Twitter shares rose Monday following reports the company is poised to accept Elon Musk’s takeover offer, a dramatic shift after the board organized a “poison pill” to ward off the billionaire entrepreneur’s hostile buyout bid.
The deal, which outlets including The Wall Street Journal and The New York Times reported could be announced later in the day, would put the Tesla boss in charge of the influential social media site that famously served as a megaphone for former US president Donald Trump.
There was no immediate comment from Twitter or its chief executive Parag Agrawal on what would likely be the largest leverage buyout in history.
Musk, who had taken a major stake in the firm earlier this month before making a formal purchase offer, tweeted, “I hope that even my worst critics remain on Twitter, because that is what free speech means,” without elaborating.
“At this point, a deal seems, based on the glide path, (likely) to get done,” Dane Ives, an analyst at Wedbush Securities, said in an interview on CNBC.
Musk last week lined up around $46.5 billion in financing to make the purchase happen, and Ives said, “The board couldn’t find a white knight, a second bidder. This basically put (their) back against the wall, they had to come to the negotiation table.”
Representatives of Twitter and Musk worked through Sunday night to hammer out the deal, which could still fall apart, according to the reports.
Around 1600 GMT, Twitter shares were trading 3.7 percent higher.
– Trump to return? –
Musk launched his $43 billion hostile takeover bid for the company, casting it as a promotion of freedom of speech.
While the firm’s board initially said it was reviewing the offer, it later rebuffed him and adopted a “poison pill” plan that would make it harder for Musk to acquire a controlling stake.
That defense kicks in if an investor buys more than 15 percent in shares without the directors’ agreement. Musk holds nine percent.
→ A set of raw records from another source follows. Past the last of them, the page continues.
PR #524, opened 2025-06-16
Restore Python 3.10 support

maresb:
With #522 we no longer need to restrict to Python >=3.11.


ricardoV94:
CI is failing for 3.10

williambdean:
Dont test use dev from pyproject?

maresb:
Ugh, ya, we're pulling in an ancient preliz version. We need to work on the dependency specification to prevent this.

maresb:
Supserseded by #527

Issue #521, opened 2025-06-14
Add `sample_filter_outputs` helper method to `StateSpaceModel`


jessegrabowski:
Copied from @Dekermanjian 's comment [here](https://github.com/pymc-devs/pymc-extras/issues/230#issuecomment-2973024545): 

> Getting the variance covariance matrix for the predicted|filtered|smoothed states using the conditional posterior is not trivial because there is no `idata.cov()` method and `xarray.cov()` only computes the covariances. This means you will need to compute the covariances then the variances and then build the variance covariance matrix manually. It would be nice to have a utility function in state space that would handle this for the user.

Here is a thumbnail sketch of what we're looking for:

```py
with pm.Model(coords=ss_mod.coords) as m:
    ss_mod._build_dummy_graph()
    ss_mod._insert_random_variables()
    
    x0, P0, c, d, T, Z, R, H, Q = ss_matrices = ss_mod.unpack_statespace()
    filter_outputs = ss_mod.kalman_filter.build_graph(pt.as_tensor(ss_mod._fit_data), 
                                                      *ss_matrices)
    smoother_outputs = ss_mod.kalman_smoother.build_graph(T, R, Q, filter_outputs[0], filter_outputs[3])
    for output in filter_outputs[:-1] + list(smoother_outputs):
        pm.Deterministic(output.name, output)
        
    idata_filter = pm.sample_posterior_predictive(idata, 
                                                  var_names=[x.name for x in m.deterministics],
                                                  compile_kwargs={'mode':'JAX'})
```

Obviously it needs a bit more to support exogenous data and dims and stuff. But this is enough to get someone started on a PR :)

PR #526, opened 2025-06-17
added sample_filter_outputs utility and accompanying simple tests

Dekermanjian:
This addresses #521, allows state space users to sample filtered|predicted|smoothed|observed states|covariances using a utility that is consistent with PyMC workflow of sample -> sample_posterior.

### DIFF
--- a/pymc_extras/statespace/core/statespace.py
+++ b/pymc_extras/statespace/core/statespace.py
@@ -805,16 +805,16 @@ class PyMCStateSpace:
         states, covs = outputs[:4], outputs[4:]
 
         state_names = [
-            "filtered_state",
-            "predicted_state",
-            "predicted_observed_state",
-            "smoothed_state",
+            "filtered_states",
+            "predicted_states",
+            "predicted_observed_states",
+            "smoothed_states",
         ]
         cov_names = [
-            "filtered_covariance",
-            "predicted_covariance",
-            "predicted_observed_covariance",
-            "smoothed_covariance",
+            "filtered_covariances",
+            "predicted_covariances",
+            "predicted_observed_covariances",
+            "smoothed_covariances",
         ]
 
         with mod:
@@ -939,7 +939,7 @@ class PyMCStateSpace:
             all_kf_outputs = [*states, smooth_states, *covs, smooth_covariances]
             self._register_kalman_filter_outputs_with_pymc_model(all_kf_outputs)
 
-        obs_dims = FILTER_OUTPUT_DIMS["predicted_observed_state"]
+        obs_dims = FILTER_OUTPUT_DIMS["predicted_observed_states"]
         obs_dims = obs_dims if all([dim in pm_mod.coords.keys() for dim in obs_dims]) else None
 
         SequenceMvNormal(
@@ -1727,14 +1727,14 @@ class PyMCStateSpace:
             )
 
             # Filter output names are singular in constants.py but are returned as plural from kalman_.build_graph()
-            filter_output_dims_mapping = {}
-            for k in FILTER_OUTPUT_DIMS.keys():
-                filter_output_dims_mapping[k + "s"] = FILTER_OUTPUT_DIMS[k]
+            # filter_output_dims_mapping = {}
+            # for k in FILTER_OUTPUT_DIMS.keys():
+            #     filter_output_dims_mapping[k + "s"] = FILTER_OUTPUT_DIMS[k]
 
             all_filter_outputs = filter_outputs[:-1] + list(smoother_outputs)
             # This excludes observed states and observed covariances from the filter outputs
             all_filter_outputs = [
-                output for output in all_filter_outputs if output.name in filter_output_dims_mapping
+                output for output in all_filter_outputs if output.name in FILTER_OUTPUT_DIMS
             ]
 
             if filter_output_names is None:
@@ -1752,7 +1752,7 @@ class PyMCStateSpace:
                 ]
 
             for output in filter_output_names:
-                dims = filter_output_dims_mapping[output.name]
+                dims = FILTER_OUTPUT_DIMS[output.name]
                 pm.Deterministic(output.name, output, dims=dims)
 
         frozen_model = freeze_dims_and_data(m)
--- a/pymc_extras/statespace/core/statespace.py
+++ b/pymc_extras/statespace/core/statespace.py
@@ -1678,6 +1678,91 @@ class PyMCStateSpace:
 
         return matrix_idata
 
+    def sample_filter_outputs(
+        self, idata, filter_output_names: str | list[str] | None, group: str = "posterior", **kwargs
+    ):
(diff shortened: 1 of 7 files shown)


pymc_extras/statespace/core/statespace.py
```diff
@@ -1678,6 +1678,91 @@ def sample_statespace_matrices(
...
         return matrix_idata
 
+    def sample_filter_outputs(
+        self, idata, filter_output_names: str | list[str] | None, group: str = "posterior", **kwargs
+    ):
+        compile_kwargs = kwargs.pop("compile_kwargs", {})
+        compile_kwargs.setdefault("mode", self.mode)
+
+        with pm.Model(coords=self.coords) as m:
+            pm_mod = modelcontext(None)
```
jessegrabowski, line 1688: This will always return `m` (the current model context). What is `pm_mod` used for?

jessegrabowski (changes requested):
This looks great to me, just a small question about the use of `modecontext` here

jessegrabowski:
Also you need to rebase :)

pymc_extras/statespace/core/statespace.py
```diff
@@ -1678,6 +1678,91 @@ def sample_statespace_matrices(
...
+
+            for output in filter_output_names:
+                match output.name:
+                    case "filtered_states" | "predicted_states" | "smoothed_states":
+                        dims = [TIME_DIM, "state"]
+                    case "filtered_covariances" | "predicted_covariances" | "smoothed_covariances":
+                        dims = [TIME_DIM, "state", "state_aux"]
+                    case "observed_states":
+                        dims = [TIME_DIM, "observed_state"]
+                    case "observed_covariances":
```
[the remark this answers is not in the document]
jessegrabowski: A dictionary mapping cases to dims might be better than the casework here. There isn't already one in constants?

pymc_extras/statespace/core/statespace.py
Dekermanjian: Yeah, this was wrong. I removed it.

pymc_extras/statespace/core/statespace.py
```diff
@@ -1678,6 +1678,91 @@ def sample_statespace_matrices(
 
         return matrix_idata
 
+    def sample_filter_outputs(
+        self, idata, filter_output_names: str | list[str] | None, group: str = "posterior", **kwargs
+    ):
```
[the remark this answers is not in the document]
Dekermanjian: I added this check in.

pymc_extras/statespace/core/statespace.py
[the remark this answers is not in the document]
Dekermanjian: There was a dictionary in `constats.py` variable name `FILTER_OUTPUT_DIMS` but the key names are singular whereas the returned names from both `kalman_(filter|smoother).build_graph()` are plural. I handled this inside the method but I am wondering if you want to consolidate this either in `constants.py` of inside the `kalman_(filter|smoother).build_graph()` methods?

Dekermanjian:
Hey @jessegrabowski, I updated some of the constant in `constants.py` to be plural and updated the tests for any mismatches. There were a few constants that I was not sure about so I wanted to ask you first before I change them. These are:

```
ALL_STATE_DIM = "state(?s)"
ALL_STATE_AUX_DIM = "state(?s)_aux"
OBS_STATE_DIM = "observed_state(?s)"
OBS_STATE_AUX_DIM = "observed_state(?s)_aux"

NEVER_TIME_VARYING = ["initial_state(?s)", "initial_state(?s)_cov(?s)"]
VECTOR_VALUED = ["initial_state(?s)", "state(?s)_intercept(?s)", "obs_intercept(?s)"]

LONG_MATRIX_NAMES = [
    "initial_state(?s)",
    "initial_state(?s)_cov(?s)",
    "state(?s)_intercept(?s)",
    "obs_intercept(?s)",
    "obs_cov(?s)",
    "state_cov(?s)",
]
```

jessegrabowski:
Dims should be singular, I have strong feelings on that.

For the matrix names, I have less of a strong preference. On one hand, `x0` is a vector of states, but on the other hand, it is *the* state vector. So it could go either way. I guess I lean to not changing things in that case?

If you agree, that would mean all of the things you identified there would stay as-is I think.

Dekermanjian:
I agree that the singular dim names sound better. No objections from me about keeping the rest as-is! I think the main issue of having the same thing named differently is now resolved 🤞

jessegrabowski (changes requested):
A few final nitpicks then let's merge this! It's looking really great.

pymc_extras/statespace/core/statespace.py
```diff
@@ -1678,6 +1678,93 @@ def sample_statespace_matrices(
...
+            )
+
+            smoother_outputs = self.kalman_smoother.build_graph(
+                T, R, Q, filter_outputs[0], filter_outputs[3]
+            )
+
+            # Filter output names are singular in constants.py but are returned as plural from kalman_.build_graph()
+            # filter_output_dims_mapping = {}
+            # for k in FILTER_OUTPUT_DIMS.keys():
+            #     filter_output_dims_mapping[k + "s"] = FILTER_OUTPUT_DIMS[k]
```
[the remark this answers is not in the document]
Dekermanjian: oops! Sorry about this. That was a careless oversight. I will clean that up right away!

pymc_extras/statespace/core/statespace.py
```diff
@@ -1684,6 +1684,21 @@ def sample_filter_outputs(
         if isinstance(filter_output_names, str):
             filter_output_names = [filter_output_names]
 
+        drop_keys = {"predicted_observed_states", "predicted_observed_covariances"}
```
jessegrabowski, line 1687: I think we shouldn't treat these as special (even though I agree it's silly to ask for them). I'd be confused if I tried to ask for them and it said it's not a valid filter output name.

Having everything in one place is convenient, even if it's duplicative.

Dekermanjian: @jessegrabowski, I believe this happens in `_postprocess_scan_results()` in `kalman_filter.py`. It looks like the names of the filter outputs are hardcoded in there.

jessegrabowski: If you want to make this consistent in this PR I have no objection. I don't have a good sense if you should change FILTER_OUTPUT_DIMS to match the output names, or change the output names to match the FILTER_OUTPUT_DIMS. I'll defer to you if you have a sense of which one is better.

Dekermanjian:
> I made one last nitpick, but it's not a blocker. Feel free to address or not, then merge :)

Hey @jessegrabowski, I don't believe I have permissions to merge.

jessegrabowski:
Great work as always :D

Dekermanjian:
Thank you, Jesse! Always happy to help!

Last week, Musk — considered the world’s richest man due to the popularity of Tesla electric vehicles as well as other ventures — said he had lined up financing for the deal and was “exploring” a direct tender offer to shareholders, a maneuver that would circumvent the company’s board.
Despite Musk’s wealth, the question of financing had been seen as a potential stumbling block because much of his holdings are in Tesla shares rather than cash.
In a filing, Musk pointed to a $13 billion debt facility from a financing consortium led by Morgan Stanley, a separate $12.5 billion margin loan from the same bank, as well as $21 billion from his personal fortune as being behind the deal.
Musk’s efforts have raised hopes about the commercial potential of Twitter, which has struggled to achieve profitable growth despite its influential spot in culture and politics.
Under Agrawal, who took over as Twitter CEO late last year, the company has made progress on new monetization features, such as subscription products, said a note from Truist Securities, adding that “short-term, Musk’s involvement at this stage runs the risk of disrupting those efforts.”
But the polarizing Tesla chief’s campaign also has sparked concern among technology and free-speech experts who point to Musk’s unpredictable statements and history of bullying critics, which contradict his stated aims.
Progressive group Media Matters for America warned that Trump, who was banned from Twitter after last year’s assault on the US Capitol by his supporters seeking to overturn the 2020 presidential election result, could return if Musk’s purchase goes through.
“Any negotiations to sell Twitter to Musk must include clear enforceable mechanisms to uphold and maintain existing community standards, including the removal of those who violate those standards,” the group’s president Angelo Carusone said in a statement.